[Stored data entries]
□ □ □ □

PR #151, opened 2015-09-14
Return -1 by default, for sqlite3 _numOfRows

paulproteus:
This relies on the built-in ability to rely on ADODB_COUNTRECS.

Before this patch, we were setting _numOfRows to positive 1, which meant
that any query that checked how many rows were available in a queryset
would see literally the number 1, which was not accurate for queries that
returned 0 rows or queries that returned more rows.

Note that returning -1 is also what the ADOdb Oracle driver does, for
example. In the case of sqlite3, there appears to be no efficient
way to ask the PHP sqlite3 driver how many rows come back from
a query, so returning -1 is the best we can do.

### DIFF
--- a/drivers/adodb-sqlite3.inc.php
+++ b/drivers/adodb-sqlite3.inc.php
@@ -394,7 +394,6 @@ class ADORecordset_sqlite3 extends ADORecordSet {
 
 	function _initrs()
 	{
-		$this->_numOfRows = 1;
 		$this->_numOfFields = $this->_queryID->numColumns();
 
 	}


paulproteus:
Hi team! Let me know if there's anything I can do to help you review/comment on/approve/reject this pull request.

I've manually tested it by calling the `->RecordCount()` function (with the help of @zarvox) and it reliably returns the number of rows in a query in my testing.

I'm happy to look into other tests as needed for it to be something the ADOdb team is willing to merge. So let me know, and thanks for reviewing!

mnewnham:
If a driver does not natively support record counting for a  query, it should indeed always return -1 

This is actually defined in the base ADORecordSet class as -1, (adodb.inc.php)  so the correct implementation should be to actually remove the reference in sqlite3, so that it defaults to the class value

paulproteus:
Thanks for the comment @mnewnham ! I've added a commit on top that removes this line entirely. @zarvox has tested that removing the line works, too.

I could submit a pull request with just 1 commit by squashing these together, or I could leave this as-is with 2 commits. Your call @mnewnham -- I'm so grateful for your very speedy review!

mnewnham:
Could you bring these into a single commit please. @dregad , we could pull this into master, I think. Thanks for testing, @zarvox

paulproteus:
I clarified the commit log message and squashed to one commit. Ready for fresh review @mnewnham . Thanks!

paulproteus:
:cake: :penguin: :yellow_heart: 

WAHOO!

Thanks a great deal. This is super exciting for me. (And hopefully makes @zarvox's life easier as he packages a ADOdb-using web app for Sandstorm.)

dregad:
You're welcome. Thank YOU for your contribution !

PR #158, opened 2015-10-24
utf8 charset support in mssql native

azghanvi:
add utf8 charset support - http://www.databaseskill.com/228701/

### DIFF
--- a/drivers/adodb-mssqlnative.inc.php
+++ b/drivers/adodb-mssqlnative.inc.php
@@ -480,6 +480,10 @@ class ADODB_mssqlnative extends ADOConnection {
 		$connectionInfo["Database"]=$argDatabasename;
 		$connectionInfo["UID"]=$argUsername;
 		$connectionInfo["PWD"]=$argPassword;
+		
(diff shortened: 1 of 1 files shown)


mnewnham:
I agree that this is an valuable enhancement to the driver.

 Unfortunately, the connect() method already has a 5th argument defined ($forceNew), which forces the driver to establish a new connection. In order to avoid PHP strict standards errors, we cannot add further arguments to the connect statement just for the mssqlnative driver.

□ □ □ □

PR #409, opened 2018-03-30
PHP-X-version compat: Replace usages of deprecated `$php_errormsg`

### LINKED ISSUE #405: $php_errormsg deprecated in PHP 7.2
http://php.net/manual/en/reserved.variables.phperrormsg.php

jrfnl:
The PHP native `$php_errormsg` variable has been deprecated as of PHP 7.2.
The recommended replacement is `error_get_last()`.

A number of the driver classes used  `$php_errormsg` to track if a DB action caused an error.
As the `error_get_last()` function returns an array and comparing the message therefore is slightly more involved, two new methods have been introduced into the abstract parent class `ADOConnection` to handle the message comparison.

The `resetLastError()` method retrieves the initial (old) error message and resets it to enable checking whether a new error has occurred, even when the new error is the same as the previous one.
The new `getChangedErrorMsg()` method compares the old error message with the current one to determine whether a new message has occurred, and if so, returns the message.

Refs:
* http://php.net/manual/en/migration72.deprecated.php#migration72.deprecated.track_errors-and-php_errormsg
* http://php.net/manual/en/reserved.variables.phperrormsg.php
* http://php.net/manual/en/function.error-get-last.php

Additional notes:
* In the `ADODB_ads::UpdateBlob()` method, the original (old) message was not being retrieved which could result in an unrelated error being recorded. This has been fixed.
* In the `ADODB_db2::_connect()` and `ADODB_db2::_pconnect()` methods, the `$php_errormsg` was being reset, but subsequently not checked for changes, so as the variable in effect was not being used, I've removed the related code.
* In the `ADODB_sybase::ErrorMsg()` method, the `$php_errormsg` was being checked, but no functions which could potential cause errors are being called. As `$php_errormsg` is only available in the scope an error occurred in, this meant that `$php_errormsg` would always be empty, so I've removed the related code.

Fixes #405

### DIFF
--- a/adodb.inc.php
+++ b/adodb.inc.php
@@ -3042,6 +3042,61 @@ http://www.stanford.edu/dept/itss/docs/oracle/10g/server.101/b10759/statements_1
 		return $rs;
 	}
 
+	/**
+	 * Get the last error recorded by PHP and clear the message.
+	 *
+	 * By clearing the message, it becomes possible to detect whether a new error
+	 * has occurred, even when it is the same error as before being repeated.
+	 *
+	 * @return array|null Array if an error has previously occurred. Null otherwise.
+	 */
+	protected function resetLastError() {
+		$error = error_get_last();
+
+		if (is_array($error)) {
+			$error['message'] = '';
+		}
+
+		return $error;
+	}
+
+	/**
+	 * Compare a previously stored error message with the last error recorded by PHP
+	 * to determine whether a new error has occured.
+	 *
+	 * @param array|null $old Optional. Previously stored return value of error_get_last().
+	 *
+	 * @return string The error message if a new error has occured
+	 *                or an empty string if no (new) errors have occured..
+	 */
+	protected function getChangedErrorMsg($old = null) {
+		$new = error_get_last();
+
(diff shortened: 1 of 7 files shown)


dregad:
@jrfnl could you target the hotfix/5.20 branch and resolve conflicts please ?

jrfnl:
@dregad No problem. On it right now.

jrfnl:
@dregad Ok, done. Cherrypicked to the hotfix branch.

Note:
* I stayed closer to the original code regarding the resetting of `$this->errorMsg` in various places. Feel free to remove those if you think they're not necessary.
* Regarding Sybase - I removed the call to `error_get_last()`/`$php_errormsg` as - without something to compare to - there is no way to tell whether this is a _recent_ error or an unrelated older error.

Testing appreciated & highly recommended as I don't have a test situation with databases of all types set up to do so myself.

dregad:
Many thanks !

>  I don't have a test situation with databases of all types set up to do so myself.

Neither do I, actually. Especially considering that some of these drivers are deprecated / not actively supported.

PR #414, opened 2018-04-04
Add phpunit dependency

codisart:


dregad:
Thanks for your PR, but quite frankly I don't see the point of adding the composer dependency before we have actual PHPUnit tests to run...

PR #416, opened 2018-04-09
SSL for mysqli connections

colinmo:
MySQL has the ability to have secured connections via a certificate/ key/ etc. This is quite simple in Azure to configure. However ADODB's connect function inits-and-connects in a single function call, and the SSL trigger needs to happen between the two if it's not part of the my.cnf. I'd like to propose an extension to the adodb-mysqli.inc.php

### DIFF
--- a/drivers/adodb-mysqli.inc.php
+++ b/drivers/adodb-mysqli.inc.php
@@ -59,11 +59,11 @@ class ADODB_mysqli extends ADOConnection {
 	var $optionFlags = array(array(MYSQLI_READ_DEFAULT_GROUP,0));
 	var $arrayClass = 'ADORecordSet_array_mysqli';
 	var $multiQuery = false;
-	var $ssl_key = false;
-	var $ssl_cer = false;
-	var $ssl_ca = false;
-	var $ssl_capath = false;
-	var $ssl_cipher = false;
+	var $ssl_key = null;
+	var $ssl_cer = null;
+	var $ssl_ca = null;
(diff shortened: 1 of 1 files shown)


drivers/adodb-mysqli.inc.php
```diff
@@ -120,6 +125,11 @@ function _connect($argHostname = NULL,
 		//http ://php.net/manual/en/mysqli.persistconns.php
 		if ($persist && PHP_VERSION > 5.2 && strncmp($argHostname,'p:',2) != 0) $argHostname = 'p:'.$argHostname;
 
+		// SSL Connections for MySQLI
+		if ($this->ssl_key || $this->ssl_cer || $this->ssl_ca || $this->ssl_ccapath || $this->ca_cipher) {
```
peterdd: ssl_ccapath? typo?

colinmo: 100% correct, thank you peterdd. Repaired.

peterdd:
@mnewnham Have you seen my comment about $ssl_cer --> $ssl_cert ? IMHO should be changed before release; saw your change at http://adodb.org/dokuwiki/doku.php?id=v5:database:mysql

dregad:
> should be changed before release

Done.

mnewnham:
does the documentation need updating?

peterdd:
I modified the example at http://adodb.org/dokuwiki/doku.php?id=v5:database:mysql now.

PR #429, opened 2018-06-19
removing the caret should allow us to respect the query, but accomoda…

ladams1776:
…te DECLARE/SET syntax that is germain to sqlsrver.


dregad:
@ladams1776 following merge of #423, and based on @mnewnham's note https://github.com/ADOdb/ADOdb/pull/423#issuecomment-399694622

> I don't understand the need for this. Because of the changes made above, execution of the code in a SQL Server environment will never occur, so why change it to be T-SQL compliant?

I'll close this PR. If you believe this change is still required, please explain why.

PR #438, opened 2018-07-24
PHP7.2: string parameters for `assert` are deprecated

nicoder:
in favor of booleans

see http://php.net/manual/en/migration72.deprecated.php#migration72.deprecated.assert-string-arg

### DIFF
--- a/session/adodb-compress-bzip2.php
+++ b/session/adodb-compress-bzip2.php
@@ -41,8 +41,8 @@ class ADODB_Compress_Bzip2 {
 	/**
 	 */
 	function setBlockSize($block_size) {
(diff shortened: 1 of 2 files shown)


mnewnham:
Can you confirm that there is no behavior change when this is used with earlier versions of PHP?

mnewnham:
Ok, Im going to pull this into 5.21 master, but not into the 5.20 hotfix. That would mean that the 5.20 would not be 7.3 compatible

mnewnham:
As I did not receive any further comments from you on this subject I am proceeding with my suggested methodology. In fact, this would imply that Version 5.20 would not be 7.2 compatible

□ □ □ □

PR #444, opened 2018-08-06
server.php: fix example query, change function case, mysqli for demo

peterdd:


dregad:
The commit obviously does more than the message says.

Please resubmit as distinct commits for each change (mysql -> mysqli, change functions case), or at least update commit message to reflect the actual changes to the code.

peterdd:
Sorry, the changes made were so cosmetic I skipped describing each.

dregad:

□ □ □ □

**Task instructions:** Filter the lines above, keeping and copying those that contain "empty".

**Result:**
* In the `ADODB_sybase::ErrorMsg()` method, the `$php_errormsg` was being checked, but no functions which could potential cause errors are being called. As `$php_errormsg` is only available in the scope an error occurred in, this meant that `$php_errormsg` would always be empty, so I've removed the related code.
+	 *                or an empty string if no (new) errors have occured..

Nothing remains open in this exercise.